Reproduce the records below word for word.
▬▬▬
PR #896, opened 2026-09-01
fix(level): suppress synchronous drops from creative placement

w1zardz:
A block can place itself, fail its support check during the nested update, and call useBreakOn before useItemOn returns. Creative mode does not consume the source item, so spawning that automatic drop prints a real item on every click. Moss carpet on a ladder is one deterministic example.

Track the exact world, cell and block id only while Block.place is on the stack. Suppress automatic drops from that same block when the placement started in creative mode. Nested non-creative placement masks an outer scope, player-authored breaks and neighbouring blocks remain untouched, and shulker boxes keep their NBT-bearing drop.

The scope is closed with try-with-resources so a false return or exception cannot leak creative provenance into later drops.

### DIFF
--- a/src/main/java/cn/nukkit/level/CreativePlacementDropGuard.java
+++ b/src/main/java/cn/nukkit/level/CreativePlacementDropGuard.java
@@ -1,0 +1,103 @@
+package cn.nukkit.level;
+
+import cn.nukkit.Player;
+import cn.nukkit.block.Block;
+import cn.nukkit.block.BlockShulkerBox;
+
+import java.util.ArrayDeque;
+import java.util.Deque;
+
+/**
+ * Identifies an automatic break caused synchronously by the block currently being placed.
+ *
+ * <p>The stack is thread-local because a placement can re-enter item use through a plugin. Every
+ * placement pushes a scope, including non-creative ones, so an inner placement can never inherit
+ * an outer creative scope.
+ */
+final class CreativePlacementDropGuard {
+
+    private record Placement(Level level, boolean creative, int blockId, int x, int y, int z) {
+    }
+
+    private static final ThreadLocal<Deque<Placement>> ACTIVE =
+            ThreadLocal.withInitial(ArrayDeque::new);
+
+    private CreativePlacementDropGuard() {
+    }
+
+    static Scope enter(Level level, Player player, Block block) {
+        return enter(
+                level,
+                player != null && player.isCreative(),
+                block.getId(),
+                block.getFloorX(),
+                block.getFloorY(),
+                block.getFloorZ());
+    }
+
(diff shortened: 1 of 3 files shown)


tachibana-kanade-angel:
## 🤖 AI Review

### Summary
This PR fixes a creative-mode item duplication: when a block places itself and fails its support check during the nested update (e.g. moss carpet on a ladder), the automatic break spawns a real item drop even though creative placement never consumed the source item. A thread-local scope (`CreativePlacementDropGuard`) records the world, cell, and block id while `Block.place` is on the stack and suppresses the automatic drop from that same block in `Level.useBreakOn`. The design is sound: nested non-creative placement masks an outer creative scope, player-authored breaks (`player != null`) and neighbouring blocks are unaffected, shulker boxes keep their NBT-bearing drop, and try-with-resources guarantees the scope cannot leak on failure or exception. Tests cover the guard's core semantics, including nesting and failure cleanup. No blocking issues found. The changes look reasonable overall.

### Issues Found
#### Blocking Issues
- None.

#### Non-blocking Issues
- Tests exercise only the guard's primitive overloads; they do not cover the production overloads or the actual `Level.useItemOn` → `Block.place` → `Level.useBreakOn` path, so wiring regressions in `Level.java` could pass all new tests.
- `ACTIVE.get().peek()` in `suppresses` creates and retains an empty deque on every thread that performs an ordinary break without an active placement. Small on the main thread, but avoidable for plugin executor threads (a nullable `ThreadLocal<Deque<Placement>>` would fix this).
- The shulker test supplies `MOSS_CARPET` with `shulkerBox=true`, a combination the production overload cannot produce; it verifies the boolean branch but not the `instanceof BlockShulkerBox` wiring.
- Matching the pre-placement block ID intentionally excludes placements that substitute another runtime block ID (e.g. standing-sign items placing wall-sign blocks). Does not affect the reported moss-carpet case, but the limitation should be documented if the guard is meant as a general mechanism.

### Recommendations
- Add a regression test for the motivating behavior: creative moss carpet placed over a non-solid, non-air support (ladder) should leave no dropped item; survival should preserve existing drop behavior.
- Add focused tests using the production overloads, including a real shulker block instance.
- Consider a nullable `ThreadLocal<Deque<Placement>>` so read-only misses do not install empty deques.
- Document the shulker exemption and same-runtime-ID limitation directly in the guard's javadoc.

### Notes
- ClamAV scan of the PR diff: clean.
- Security review: no network, process, reflection, or file-system concerns; scope is strictly limited to drop suppression.

@lt-name ready to merge

---
🤖 AI Review

tachibana-kanade-angel (approved):

lt-name:
Superseded by https://github.com/MemoriesOfTime/Nukkit-MOT/pull/897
▬▬▬
◆ Worked solution
PR #896, opened 2026-09-01
fix(level): suppress synchronous drops from creative placement

w1zardz:
A block can place itself, fail its support check during the nested update, and call useBreakOn before useItemOn returns. Creative mode does not consume the source item, so spawning that automatic drop prints a real item on every click. Moss carpet on a ladder is one deterministic example.

Track the exact world, cell and block id only while Block.place is on the stack. Suppress automatic drops from that same block when the placement started in creative mode. Nested non-creative placement masks an outer scope, player-authored breaks and neighbouring blocks remain untouched, and shulker boxes keep their NBT-bearing drop.

The scope is closed with try-with-resources so a false return or exception cannot leak creative provenance into later drops.

### DIFF
--- a/src/main/java/cn/nukkit/level/CreativePlacementDropGuard.java
+++ b/src/main/java/cn/nukkit/level/CreativePlacementDropGuard.java
@@ -1,0 +1,103 @@
+package cn.nukkit.level;
+
+import cn.nukkit.Player;
+import cn.nukkit.block.Block;
+import cn.nukkit.block.BlockShulkerBox;
+
+import java.util.ArrayDeque;
+import java.util.Deque;
+
+/**
+ * Identifies an automatic break caused synchronously by the block currently being placed.
+ *
+ * <p>The stack is thread-local because a placement can re-enter item use through a plugin. Every
+ * placement pushes a scope, including non-creative ones, so an inner placement can never inherit
+ * an outer creative scope.
+ */
+final class CreativePlacementDropGuard {
+
+    private record Placement(Level level, boolean creative, int blockId, int x, int y, int z) {
+    }
+
+    private static final ThreadLocal<Deque<Placement>> ACTIVE =
+            ThreadLocal.withInitial(ArrayDeque::new);
+
+    private CreativePlacementDropGuard() {
+    }
+
+    static Scope enter(Level level, Player player, Block block) {
+        return enter(
+                level,
+                player != null && player.isCreative(),
+                block.getId(),
+                block.getFloorX(),
+                block.getFloorY(),
+                block.getFloorZ());
+    }
+
(diff shortened: 1 of 3 files shown)


tachibana-kanade-angel:
## 🤖 AI Review

### Summary
This PR fixes a creative-mode item duplication: when a block places itself and fails its support check during the nested update (e.g. moss carpet on a ladder), the automatic break spawns a real item drop even though creative placement never consumed the source item. A thread-local scope (`CreativePlacementDropGuard`) records the world, cell, and block id while `Block.place` is on the stack and suppresses the automatic drop from that same block in `Level.useBreakOn`. The design is sound: nested non-creative placement masks an outer creative scope, player-authored breaks (`player != null`) and neighbouring blocks are unaffected, shulker boxes keep their NBT-bearing drop, and try-with-resources guarantees the scope cannot leak on failure or exception. Tests cover the guard's core semantics, including nesting and failure cleanup. No blocking issues found. The changes look reasonable overall.

### Issues Found
#### Blocking Issues
- None.

#### Non-blocking Issues
- Tests exercise only the guard's primitive overloads; they do not cover the production overloads or the actual `Level.useItemOn` → `Block.place` → `Level.useBreakOn` path, so wiring regressions in `Level.java` could pass all new tests.
- `ACTIVE.get().peek()` in `suppresses` creates and retains an empty deque on every thread that performs an ordinary break without an active placement. Small on the main thread, but avoidable for plugin executor threads (a nullable `ThreadLocal<Deque<Placement>>` would fix this).
- The shulker test supplies `MOSS_CARPET` with `shulkerBox=true`, a combination the production overload cannot produce; it verifies the boolean branch but not the `instanceof BlockShulkerBox` wiring.
- Matching the pre-placement block ID intentionally excludes placements that substitute another runtime block ID (e.g. standing-sign items placing wall-sign blocks). Does not affect the reported moss-carpet case, but the limitation should be documented if the guard is meant as a general mechanism.

### Recommendations
- Add a regression test for the motivating behavior: creative moss carpet placed over a non-solid, non-air support (ladder) should leave no dropped item; survival should preserve existing drop behavior.
- Add focused tests using the production overloads, including a real shulker block instance.
- Consider a nullable `ThreadLocal<Deque<Placement>>` so read-only misses do not install empty deques.
- Document the shulker exemption and same-runtime-ID limitation directly in the guard's javadoc.

### Notes
- ClamAV scan of the PR diff: clean.
- Security review: no network, process, reflection, or file-system concerns; scope is strictly limited to drop suppression.

@lt-name ready to merge

---
🤖 AI Review

tachibana-kanade-angel (approved):

lt-name:
Superseded by https://github.com/MemoriesOfTime/Nukkit-MOT/pull/897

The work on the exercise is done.